• _GOAL OF THE EXERCISE_
Each record beneath this sentence is to be transcribed exactly as it reads.

• _EXTRACTED INFORMATION_
════════════════════

PR #18, opened 2024-03-16
Virtual Scroll on log tab

ToxicKevinFerm:
Don't know if we want to do something with this @kayla-glick but rendering x amount of thousand elementsfor the log result isn't very performant.
This is not perfect, but we keep only 50 elements at a time like this.


kayla-glick:
Virtual scroll would be great! But it looks like there's maybe some issues to iron out?

It looks like a lot of the styling is missing

Old
image

New
image

And I'm not sure if this is just an issue with sims not being implemented, but the log is cutting off very early
image

ToxicKevinFerm:
> Virtual scroll would be great! But it looks like there's maybe some issues to iron out?

Definitely has some issues. Just seeing if it would be worth spending more time fixing them. But it seems so, so I'll look at it :D

ToxicKevinFerm:
image

Fixed styling and added a basic filter, splits on space and takes quotation marks for more specific filtering. Also a scroll to top button.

════════════════════

• _RESPONSE TO THE TASK_
PR #18, opened 2024-03-16
Virtual Scroll on log tab

ToxicKevinFerm:
Don't know if we want to do something with this @kayla-glick but rendering x amount of thousand elementsfor the log result isn't very performant.
This is not perfect, but we keep only 50 elements at a time like this.


kayla-glick:
Virtual scroll would be great! But it looks like there's maybe some issues to iron out?

It looks like a lot of the styling is missing

Old
image

New
image

And I'm not sure if this is just an issue with sims not being implemented, but the log is cutting off very early
image

ToxicKevinFerm:
> Virtual scroll would be great! But it looks like there's maybe some issues to iron out?

Definitely has some issues. Just seeing if it would be worth spending more time fixing them. But it seems so, so I'll look at it :D

ToxicKevinFerm:
image

Fixed styling and added a basic filter, splits on space and takes quotation marks for more specific filtering. Also a scroll to top button.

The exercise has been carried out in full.